Vlad stripped off the leather sheath, swung his swivel-gun around to the right, and angled it up at the cannon batteries blasting away at the Mystrians. He clapped his right hand over the firestone, feeling cool smoothness beneath it. His hand tingled as he triggered the spell firing the small cannon.
The swivel-gun’s load was the Prince’s own creation. It consisted of pea-sized bits of lead and iron, meant in equal parts for the living and the dead. The shot expanded in a cloud, raking the crews. Pieces pinged off cannons. Perfect uniform coats tattered. Hats flew. Men spun and a loader pitched back over the wall, taking his waxed-paper cylinder of grapeshot with him.

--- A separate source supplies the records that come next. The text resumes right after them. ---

Issue #479, opened 2026-02-01
Investigate switching all structured output schemas to required-only fields + JSON_MODE


pvliesdonk:
## Problem

OpenAI's `with_structured_output(method="function_calling")` (TOOL strategy) allows models to omit required fields when preceding fields are verbose. This caused DRESS Phase 1 failures where gpt-5-mini omitted `caption` from `IllustrationBrief` ~50% of the time.

The root cause is that OpenAI uses TOOL strategy because its strict JSON schema mode requires all properties in `required`, which breaks schemas with optional/defaulted fields. However, in practice the LLM always provides these "optional" fields — the defaults exist for programmatic convenience, not because the LLM should omit them.

## Proposal

Investigate whether **all** structured output schemas across stages (DREAM, BRAINSTORM, SEED, GROW, FILL, DRESS) can:

1. **Remove defaults** from fields that the LLM should always provide — making them required in the JSON schema
2. **Switch OpenAI to JSON_MODE** (`json_schema` strict mode) globally, which enforces complete schemas

This was done successfully for DRESS Phase 1 (`IllustrationBrief`, `DressPhase1Output`) as a targeted fix. The question is whether it generalizes.

## Investigation checklist

- [ ] Audit all Pydantic models used with `with_structured_output()` for fields with defaults
- [ ] For each defaulted field, determine: does the LLM always provide it? Is the default only for programmatic use?
- [ ] Identify any schemas where optional fields are genuinely optional in LLM output
- [ ] Test OpenAI JSON_MODE with the modified schemas on each stage
- [ ] Verify Ollama (already JSON_MODE) is unaffected by removing defaults

## Context

- Current strategy selection: `src/questfoundry/providers/structured_output.py`
- Original reason for TOOL on OpenAI: commit `e1fdc9a` — strict mode requires all properties in `required`
- Original reason for JSON_MODE on Ollama: PR #117 — TOOL returns None for complex nested schemas
- Targeted DRESS fix: made `IllustrationBrief` and `DressPhase1Output` all-required, passed `strategy=JSON_MODE` explicitly

pvliesdonk:
## Investigation Results

Full audit of all Pydantic models used as schemas for `with_structured_output()` across all stages (DREAM, BRAINSTORM, SEED, GROW, FILL, DRESS).

---

### Current Strategy Selection (`providers/structured_output.py`)

| Provider | Default Strategy | Reason |
|----------|-----------------|--------|
[...]

PR #494, opened 2026-02-01
fix(dress): change style_overrides from dict to str for OpenAI compat

pvliesdonk:
## Problem
DRESS Phase 1 fails on OpenAI (gpt-5) with:
```
Invalid schema for response_format 'DressPhase1Output':
'required' is required to be supplied and to be an array including every key in properties.
Extra required key 'style_overrides' supplied.
```

Root cause: `IllustrationBrief.style_overrides` is typed `dict[str, str]`, which generates `"additionalProperties": {"type": "string"}` in the JSON schema. OpenAI strict mode only supports `additionalProperties: false` — it strips the unsupported property definition, then rejects the schema because `style_overrides` is in `required` but no longer in `properties`.

PR #480 switched DRESS briefs to JSON_MODE and made all fields required, but didn't catch that `dict[str, str]` is incompatible with OpenAI's strict schema. This worked on Ollama (which accepts the schema) but fails on OpenAI.

## Changes
- Change `style_overrides` type from `dict[str, str]` to `str` on `IllustrationBrief`
- Update prompt template description to match
- Update all test fixtures from `style_overrides={}` to `style_overrides=""`

## Not Included / Future PRs
- Global audit of all schemas for OpenAI strict mode compat (#479)

## Test Plan
```bash
uv run ruff check src/questfoundry/models/dress.py src/questfoundry/pipeline/stages/dress.py  # Clean
uv run mypy src/questfoundry/models/dress.py src/questfoundry/pipeline/stages/dress.py  # Clean
uv run pytest tests/unit/test_dress_models.py tests/unit/test_dress_stage.py -x -q  # 98 passed
```

Verified schema no longer contains `additionalProperties` with type schema — all properties are simple types compatible with OpenAI strict mode.

## Risk / Rollback
- Low risk: `style_overrides` was never consumed as a dict anywhere in the codebase
- The only programmatic usage (cover image brief) already passes it as a string
- Ollama is unaffected (accepts both dict and string schemas)

Discovered investigating `projects/test-20260201T1237/` DRESS failure.


pvliesdonk:
Addressing review comments:

1. **style_overrides unused in assemble_image_prompt** — Valid pre-existing bug, out of scope for this fix. Created follow-up issue.
2. **dict[str, str] in grow.py** — Already covered by #479 audit scope.
3. **CLI test fixes** — Added in second commit to fix pre-existing CI failures from SHIP merge.

Issue #512, opened 2026-02-02
fix(dress): cover brief should target vision::main, not synthetic passage::cover


pvliesdonk:
## Problem

Cover illustrations are NOT passages — they're presentation metadata. The current implementation creates a synthetic `passage::cover` node to satisfy `apply_dress_brief()`'s requirement that briefs target passages. This causes SHIP to reject it ("passage missing prose") and pollutes the graph with synthetic nodes.

This is part of a broader architectural smell introduced in PR #506, which also created a phantom `vision::main` node for `story_title` storage (see #515 for that fix).

## Root Cause Analysis

1. `apply_dress_brief()` hardcodes `graph.ref("passage", raw_passage_id)` — forces all briefs to target passages
2. `_create_cover_brief()` creates `passage::cover` as a workaround
3. SHIP validates all passages have prose → rejects `passage::cover`
4. Every IF system (Twine, Inform, ink, ChoiceScript) treats cover art as bibliographic metadata outside the story graph, never as a narrative unit

## Design Decision: Standalone Cover Illustration

A cover illustration should be **standalone** — no `Depicts` edge, no `targets` edge. This matches IF conventions and keeps the edge contracts clean.

- `Depicts` means "art shown with a passage" — cover isn't shown with any passage
- The *absence* of a `Depicts` edge is meaningful: "this isn't a passage illustration"
- Add `"cover"` to `IllustrationCategory` — self-documenting
- `category="cover"` tells exporters to render it on the title page, not inline

### Ontology Changes (docs/design/00-spec.md)

- **IllustrationBrief `category`** (line 582): Add `cover` to category list
- **IllustrationBrief description** (line 576): Note that cover briefs have no `targets` edge
- `Depicts` and `targets` edges stay **unchanged** — passage-only

### Code Changes

| File | Change |
|------|--------|
| `pipeline/stages/dress.py` | Remove synthetic `passage::cover` creation; cover brief has no `targets` edge |
| `graph/dress_mutations.py` | Handle briefs with no `targets` edge in `apply_dress_illustration` |
| `models/dress.py` | Add `"cover"` to `IllustrationCategory` |
| `export/base.py` | Add `cover: ExportIllustration | None` to `ExportContext` |
| `export/context.py` | Extract cover illustration separately (no `Depicts` edge, `category="cover"`) |
| `export/html_exporter.py` | Render cover on title page |
| `export/twee_exporter.py` | Render cover in `StoryInit` |

### How Exports Handle It

[...]

PR #513, opened 2026-02-02
feat(dress): add progress feedback during image generation

pvliesdonk:
## Problem
`generate-images` provides no intermediate progress — users only see the final result after all distillation and rendering completes.

## Changes
- Thread `on_phase_progress` through `_phase_4_generate()` via explicit parameter and instance fallback
- Emit `"Distilling {i}/{total} prompts"` progress during Pass 1 (prompt distillation)
- Emit `"Rendering {i}/{total}"` progress during Pass 2 (image generation)
- Progress fires from both `run_generate_only()` (explicit param) and `execute()` (instance callback)

## Not Included / Future PRs
- Cover brief reanchoring (#512) — separate issue

## Test Plan
- `uv run pytest tests/unit/test_dress_stage.py::TestRunGenerateOnly -x -q` — 5 tests pass
- New test `test_progress_reports_distill_and_render` verifies both distill and render progress callbacks fire

## Risk / Rollback
- Additive change only — existing behavior unchanged when no callback is provided
- `getattr(self, "_on_phase_progress", None)` fallback is safe for all callers

### DIFF
--- a/src/questfoundry/pipeline/stages/dress.py
+++ b/src/questfoundry/pipeline/stages/dress.py
@@ -250,6 +250,7 @@ class DressStage:
         self._on_assistant_message = on_assistant_message
         self._on_llm_start = on_llm_start
         self._on_llm_end = on_llm_end
+        self._on_phase_progress = on_phase_progress
         self._summarize_model = summarize_model
         self._user_prompt = user_prompt
         self._unload_after_discuss = kwargs.get("unload_after_discuss")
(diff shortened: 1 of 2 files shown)


pvliesdonk:
**Regarding Gemini's callback refactoring suggestion:** The current design is intentional. `run_generate_only()` is a public API that explicitly passes the callback, while `execute()` stores it as an instance attribute for the phase loop. Removing the parameter would couple the public API to instance state. Keeping both paths is a deliberate choice for testability.

PR #514, opened 2026-02-02
fix(dress): entity name dereference and distiller CLIP context

pvliesdonk:
## Problem
1. **Entity names not dereferenced**: `build_image_brief()` passes anonymous visual descriptions (e.g., "tall woman in dark coat") without entity names. The distiller LLM sees character names in the `subject` field (e.g., "Eleanor") but has no way to map them to descriptions. SD has no concept of character names.

2. **Missing CLIP context**: The system prompt doesn't explain *why* distillation happens — no mention of CLIP token limits or that excess tokens are silently dropped.

## Changes
- `build_image_brief()`: entity fragments now include entity ID prefix — `"elara: tall woman, dark coat"` instead of just `"tall woman, dark coat"`
- A1111 system prompt: added CONTEXT paragraph explaining CLIP token window and silent truncation
- A1111 system prompt: added ENTITY EXPANSION rule instructing the LLM to replace character names with visual descriptions from the Entities field

## Not Included / Future PRs
- Cover brief reanchoring (#512)
- Progress feedback (#513)

## Test Plan
- `uv run pytest tests/unit/test_image_a1111.py tests/unit/test_image_brief.py -x -q` — 58 tests pass
- Updated assertions verify entity fragments include name prefix and system prompt includes CLIP/entity content

## Risk / Rollback
- Entity fragment format change is additive — existing code that consumes fragments will see richer context
- System prompt changes may slightly alter distilled output quality (intended improvement)

### DIFF
--- a/src/questfoundry/pipeline/stages/dress.py
+++ b/src/questfoundry/pipeline/stages/dress.py
@@ -1364,7 +1364,7 @@ def build_image_brief(graph: Graph, brief: dict[str, Any]) -> ImageBrief:
         if ev:
             frag = ev.get("reference_prompt_fragment", "")
             if frag:
-                entity_fragments.append(frag)
+                entity_fragments.append(f"{raw_eid}: {frag}")
 
     return ImageBrief(
         subject=brief.get("subject", ""),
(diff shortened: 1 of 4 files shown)


pvliesdonk:
Addressed Gemini's review: fixed entity ID example from "elara" to "eleanor" to match the name "Eleanor" in the prompt (bab85eb).

Issue #550, opened 2026-02-03
Add FILL prose guidance for endings and character introductions


pvliesdonk:
## Problem

The pipeline marks passages as `is_ending` and has scene-type tags (`introduce`, `develop`, etc.) but none of this metadata reaches the FILL prose template. LLMs receive no guidance on how to write endings or introduce characters.

### Impact (from 5-model benchmark, same prompt)

| Model | Introductions | Endings |
|-------|---------------|---------|
| qwen3:4b | Poor — characters appear mid-scene without description | Nonexistent — dissolves into philosophical ambiguity |
| gpt-5-mini | Excellent | Strong — clear consequence and closure |
| gpt-5 | Excellent | Strong — devastating final images |
| gemini-2.5-pro | Good | Weak — reads as chapter break, not ending |

GPT models handle this intuitively. Smaller models and Gemini need explicit guidance. The fix is prompt-only — no schema or pipeline changes required.

### 1. Thread `is_ending` into FILL prose context

The flag exists on `ExportPassage` and in the graph. Pass it to the FILL prose template so the LLM knows when it's writing a concluding passage.

**In `fill_phase1_prose.yaml`, add conditional guidance:**

```yaml
{% if is_ending %}
## Ending Passage Guidance
This is a story ending. The reader's journey concludes here.
- Resolve at least one open dramatic question from this path
- End with a concrete image or action, not abstract reflection
- The reader should feel the story has concluded, not paused
- Match the ending tone to the path's emotional arc (path_mood)
{% endif %}
```

### 2. Add character introduction guidance

The entity list is already passed to FILL. Add general guidance for first appearances without requiring first-appearance tracking:

```yaml
## Character Introductions
When a character appears in a passage for the first time:
- Ground them with one physical detail and one defining action
- Establish their relationship to the POV character through behavior, not exposition
- Give them a sensory marker (a sound, habit, or object) the reader can anchor to
```

This leverages the LLM's ability to infer whether a character has appeared before from the conversation context and passage ordering.

## Files Involved

- `prompts/templates/fill_phase1_prose.yaml` — Add ending and introduction guidance (~15-20 lines)
- `src/questfoundry/pipeline/stages/fill.py` — Thread `is_ending` flag into prose context dict (if not already present)

## Scope

~20-30 lines changed. Prompt-only fix, no schema or model changes. Zero additional LLM calls or token cost.

## Testing

1. Re-run with qwen3:4b and verify endings have closure (not philosophical dissolution)
[...]

PR #555, opened 2026-02-03
feat(fill): thread is_ending into prose generation context

pvliesdonk:
## Problem
The pipeline computes `is_ending` only at SHIP time (export layer), but FILL prose generation has no awareness of whether a passage is a story ending. This causes:
- qwen3:4b endings dissolve into philosophical ambiguity
- Gemini endings read as chapter breaks, not conclusions
- GPT-5 handles it intuitively but would still benefit from explicit guidance

Refs: #550

## Changes
- Add `compute_is_ending(graph, passage_id)` to `fill_context.py` — checks for outgoing `choice_from` edges
- Add `format_ending_guidance(is_ending)` — returns craft guidance with BAD/GOOD examples for endings, empty string for non-endings
- Thread `ending_guidance` into the FILL Phase 1 context dict in `fill.py`
- Add `{ending_guidance}` placeholder to `fill_phase1_prose.yaml` between Rules and Poly-State sections

## Not Included / Future PRs
- Character introduction guidance — needs first-appearance tracking design (separate issue)
- Gemini retry improvements — PR3 in stack
- Two-step FILL architecture — PR4 in stack

## Test Plan
- `uv run pytest tests/unit/test_fill_context.py::TestIsEnding tests/unit/test_fill_context.py::TestEndingGuidance -x -q` — 5 tests pass
- `uv run mypy src/questfoundry/graph/fill_context.py src/questfoundry/pipeline/stages/fill.py` — clean
- Pre-commit passes on all changed files

## Risk / Rollback
- `compute_is_ending` uses the same edge-checking pattern as `grow_validation.py:231`
- Empty `ending_guidance` for non-endings means zero impact on existing prose generation
- No schema or model changes

### DIFF
--- a/prompts/templates/fill_phase1_prose.yaml
+++ b/prompts/templates/fill_phase1_prose.yaml
@@ -101,6 +101,8 @@ system: |
       GOOD: "She picked up his coffee mug, still warm, and held it with both hands."
       GOOD: "His jaw tightened. He set down the glass without drinking."
 
+  {ending_guidance}
+
   ## Poly-State Examples (CRITICAL for shared beats)
   GOOD: "The stranger's expression was unreadable" (works for trust or betrayal)
   GOOD: "Something had shifted between them" (ambiguous emotional change)
--- a/src/questfoundry/graph/fill_context.py
+++ b/src/questfoundry/graph/fill_context.py
@@ -988,8 +988,12 @@ def format_path_arc_context(graph: Graph, passage_id: str, arc_id: str) -> str:
 def compute_is_ending(graph: Graph, passage_id: str) -> bool:
     """Determine if a passage is a story ending (no outgoing choices).
 
-    A passage is an ending if no choice node has a ``choice_from`` edge
-    pointing to it, meaning the reader has no further navigation options.
+    A passage is an ending if no ``choice_from`` edge has this passage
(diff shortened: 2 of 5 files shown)


pvliesdonk:
Addressed review findings in 9a24e47:

1. **Docstring clarified** — now documents the `choice_from` edge direction convention (FROM choice TO originating passage) with a reference to `grow_validation.py:212`.

2. **Removed nonexistent passage test** — Claude correctly identified this masks bugs. A nonexistent passage silently returns `True` (ending) rather than surfacing the error.

3. **Re: Gemini's "critical" edge direction claim** — this is incorrect. The `choice_from` edge convention is FROM choice TO passage (see `grow.py:1950`: `graph.add_edge("choice_from", choice_id, p_id)` and `grow_validation.py:233`: `passages_with_outgoing = {edge["to"] for edge in choice_from_edges}`). So `get_edges(to_id=passage_id)` correctly finds choices originating FROM this passage. The implementation and test are correct.

4. **Template spacing** — the `{ending_guidance}` placeholder produces either a full guidance block or an empty string. Empty string between sections is standard for this template (same pattern as `{vocabulary_note}` above). No change needed.

All 87 tests pass, pre-commit green.

Issue #549, opened 2026-02-03
Gemini 2.5 Pro underperforms expectations in FILL prose quality


pvliesdonk:
## Problem

Gemini 2.5 Pro scores 8.5/10 on prose quality — only 0.5 above qwen3:4b (a 4B local model) and below both GPT-5 (9.2) and GPT-5-mini (9.0). For a frontier model, this is unexpectedly low.

### Benchmark Results (test-20260202 runs, same prompt)

| Model | Prose Quality | Total Tokens | Wall Time | FILL Retries |
|-------|-------------|-------------|-----------|-------------|
| gpt-5 | 9.2/10 | 595K | 105min | 2 |
| gpt-5-mini | 9.0/10 | 503K | 45min | 2 |
| **gemini-2.5-pro** | **8.5/10** | **469K** | **28min** | **11** |
| qwen3:4b | 8.0/10 | 340K | 10-17min | ~3 |

### Observed Quality Issues (T2208 "Where the Rain Washes Nothing Clean")

- Occasional thematic over-statement (telling theme instead of showing)
- Limited female character voice differentiation
- Sensory palette doesn't evolve in later passages (rain/smoke/whiskey repeated without novelty)
- Some adverb tag creep in dialogue ("voice a low rasp")
- 3 instances of "stale air" as default beat-closing device

These are the kinds of issues you'd expect from a model fighting its way through repair loops rather than flowing creatively.

### 1. Excessive FILL retries (11 vs 2 for GPT-5)

Gemini needed 11 revision passes in FILL. Each retry shifts the model from creative prose into error-correction mode. By the time output validates, the prose has been "corrected" into something more mechanical. The repair loop is a quality tax.

**Action:** Analyze `projects/test-20260202T2208/logs/llm_calls.jsonl` to determine:
- What validation errors triggered retries (schema-structural vs content-quality?)
- Whether prose quality degrades across retry iterations
- Whether the serialization prompt needs Gemini-specific adjustments

### 2. Prompts tuned for OpenAI/Ollama, not Gemini

The entire prompt corpus was developed and iterated against OpenAI and qwen3. Gemini may interpret "sparse register," "punchy rhythm," and avoid-list instructions differently. Small interpretation differences compound across 15+ passages.

**Action:** Compare the raw LLM call content between T2208 (Gemini) and T2125 (GPT-5) for the same FILL phase — are the prompts identical? Does Gemini need different phrasing?

[...]

PR #556, opened 2026-02-03
fix(fill): improve retry diagnostics, prose-preservation feedback, and null-stripping

pvliesdonk:
## Problem
Gemini 2.5 Pro needed 11 FILL retries vs 2 for GPT-5 (#549). Two root causes addressed:
1. Retry feedback told the model to "fix errors and try again" without distinguishing structural issues (JSON shape) from content issues (field constraints). This caused the model to rewrite good prose into something safer.
2. Gemini often emits explicit `null` for optional fields, which Pydantic rejects when the field type is `str` (not `str | None`).

## Changes
- Add `_classify_validation_error()` to categorize failures as "structural" (missing fields, wrong types) vs "content" (min_length, enum mismatch)
- Add structured logging with `failure_type`, `fields_missing`, `fields_invalid` to the retry warning
- Rewrite `_build_error_feedback` to include prose-preservation language for structural errors: "Keep your prose intact. Fix ONLY the structural issue."
- Apply `strip_null_values()` in `unwrap_structured_result` for parsed dict results, reusing existing function from `artifacts/validator.py`

## Not Included / Future PRs
- Two-step FILL architecture — PR4 in stack
- Gemini-specific temperature curve — deferred pending retry count data with these fixes

## Test Plan
- `uv run pytest tests/unit/test_fill_stage.py::TestClassifyValidationError tests/unit/test_fill_stage.py::TestBuildErrorFeedback -x -q` — 5 tests pass
- `uv run pytest tests/unit/test_structured_output.py::TestUnwrapStructuredResult -x -q` — 6 tests pass
- `uv run mypy src/questfoundry/pipeline/stages/fill.py src/questfoundry/providers/structured_output.py` — clean

## Risk / Rollback
- Error classification is additive — existing retry behavior preserved for non-structural errors
- Null-stripping is provider-agnostic and matches the existing `strip_null_values` pattern already used in `serialize.py:316`
- Prose-preservation language only activates for structural errors; content errors get the existing generic message

### DIFF
--- a/src/questfoundry/pipeline/stages/fill.py
+++ b/src/questfoundry/pipeline/stages/fill.py
@@ -92,7 +92,9 @@ _SLIDING_WINDOW_SIZES: dict[str, int] = {
 }
 
 
-_STRUCTURAL_ERROR_TYPES = frozenset({"missing", "value_error", "type_error", "extra_forbidden"})
+_STRUCTURAL_ERROR_TYPES = frozenset(
+    {"missing", "missing_argument", "type_error", "extra_forbidden"}
+)
 
 
 def _classify_validation_error(
@@ -124,12 +126,12 @@ def _classify_validation_error(
         else:
             invalid.append(field_path)
 
-    if missing and not invalid:
+    # Structural errors take precedence: fix missing/wrong-type fields first
+    # since content validation cannot run on absent fields.
+    if missing:
         return ("structural", missing, invalid)
-    if invalid and not missing:
+    if invalid:
         return ("content", missing, invalid)
-    if missing and invalid:
-        return ("structural", missing, invalid)
     return ("unknown", missing, invalid)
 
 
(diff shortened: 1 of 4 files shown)


pvliesdonk:
Addressed all review findings in 79e12db:

1. **Removed `value_error` from `_STRUCTURAL_ERROR_TYPES`** — too broad for Pydantic v2. Added `missing_argument` instead (Claude's finding).
2. **Simplified classification logic** — structural takes precedence when both error types exist, with a comment explaining why (fix missing fields first, content validation can't run on absent fields). Reduced from 4 branches to 3 (Gemini's suggestion + Claude's documentation request).
3. **Made `_build_error_feedback` a `@staticmethod`** — doesn't use `self` (Gemini's suggestion). Cleaned up tests accordingly.
4. **Added mixed error test** — validates behavior when both structural and content errors exist (Claude's missing test case).

All 68 tests pass, pre-commit green.

PR #568, opened 2026-02-03
feat(seed): add beat uniqueness validation and low-count advisory

### LINKED ISSUE #178: feat: add beat count validation to SEED schema
## Problem

The SEED stage should produce a specific number of beats per thread (typically 4 beats × 4 threads = 16 beats total). Currently there's no schema-level validation to ensure the LLM produces the expected beat count.

From #172 analysis, GPT-4o under-produces beats (6 instead of 16) due to RLHF brevity optimization. Schema validation would catch this early and trigger repair loops.

## Proposed Solution

Add validation constraints to the SEED artifact schema:

```json
{
  "threads": {
    "type": "array",
    "minItems": 4,
    "maxItems": 4,
    "items": {
      "properties": {
        "beats": {
          "type": "array",
          "minItems": 4,
          "maxItems": 4
        }
      }
    }
  }
}
```

Or implement as a custom validator in the SEED stage that checks beat counts and provides specific feedback to the LLM for repair.

## Acceptance Criteria

- [ ] SEED validation fails if beat count doesn't match expectations
- [ ] Error message clearly indicates expected vs actual beat count
- [ ] Repair loop can use this feedback to regenerate with correct count
- [ ] Configurable expected counts (not hardcoded)

## References

- Extracted from #172 (Model Selection Strategy)
- Key finding: "GPT-4o produced 6 beats vs 16 expected"

pvliesdonk:
## Problem
The SEED stage lacks validation for duplicate beat IDs within a path's beats, which could cause graph conflicts in GROW. Additionally, some models (notably GPT-4o) under-produce beats due to brevity optimization, producing 6 beats instead of the expected 16 (4 per path × 4 paths). There's no advisory feedback when this happens.

## Changes
- **`models/seed.py`**: Add `model_validator` to `PathBeatsSection` that rejects duplicate beat IDs with a descriptive error message
- **`pipeline/stages/seed.py`**: Add advisory warning when average beats/path < 3 (expected ~4), logged as `seed_low_beat_count` event
- **`tests/unit/test_seed_stage.py`**: Add `TestPathBeatsSectionValidation` class with 5 tests:
  - `test_valid_four_beats` — 4 unique beats passes
  - `test_valid_two_beats` — 2 beats (minimum) passes
  - `test_one_beat_rejected` — fewer than 2 rejected by min_length
  - `test_five_beats_rejected` — more than 4 rejected by max_length
  - `test_duplicate_beat_ids_rejected` — duplicate IDs rejected by model_validator

## Not Included / Future PRs
- Configurable expected beats per path (currently hardcoded thresholds)
- Beat count as a repair loop trigger (currently advisory only)

## Test Plan
```bash
uv run ruff check src/ && uv run mypy src/questfoundry/models/seed.py src/questfoundry/pipeline/stages/seed.py  # Pass
uv run pytest tests/unit/test_seed_stage.py -x -q  # 26 passed (5 new)
```

## Risk / Rollback
Low. The duplicate ID validator is a new constraint but existing SEED output from healthy models always produces unique beat IDs. The advisory warning is log-only, no behavior change.

Closes #178

### DIFF
--- a/src/questfoundry/models/seed.py
+++ b/src/questfoundry/models/seed.py
@@ -342,6 +342,19 @@ class PathBeatsSection(BaseModel):
         description="2-4 initial beats for this specific path",
     )
 
+    @model_validator(mode="after")
+    def _check_beat_ids_unique(self) -> PathBeatsSection:
+        """Validate that beat IDs are unique within this path's beats."""
+        ids = [b.beat_id for b in self.initial_beats]
+        dupes = [bid for bid in ids if ids.count(bid) > 1]
+        if dupes:
+            msg = (
+                f"Duplicate beat IDs found: {sorted(set(dupes))}. "
+                f"Each beat must have a unique beat_id."
+            )
+            raise ValueError(msg)
+        return self
+
 
 class ConvergenceSection(BaseModel):
     """Wrapper for serializing convergence sketch separately."""
--- a/src/questfoundry/models/seed.py
+++ b/src/questfoundry/models/seed.py
@@ -345,12 +345,13 @@ class PathBeatsSection(BaseModel):
     @model_validator(mode="after")
     def _check_beat_ids_unique(self) -> PathBeatsSection:
         """Validate that beat IDs are unique within this path's beats."""
+        from collections import Counter
+
         ids = [b.beat_id for b in self.initial_beats]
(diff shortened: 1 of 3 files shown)


pvliesdonk:
Addressed review feedback in 3e3ae01: switched to `collections.Counter` for O(n) duplicate detection as suggested.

Mugwump’s weight snapped lumber. He clawed away more of it and a portion of the palisade wall collapsed. Supports for two small gunnery platforms snapped, spilling cannons and crews into the main compound. The wurm landed atop the debris and scrambled forward, his claws shredding a trooper.
Vlad yanked open a saddle bag and pulled out a cloth cylinder knotted at both ends. A musket ball glanced off Mugwump’s scaled head, hissing past the Prince. Vlad tipped the gun up, gashed the lower half of the cylinder on a spike at the cannon’s muzzle, and let a little brimstone pour into the barrel before he jammed the entire bag into the weapon. The ramrod came around and down, slamming things home. He retracted it, then swung the gun around, aiming toward that battery again.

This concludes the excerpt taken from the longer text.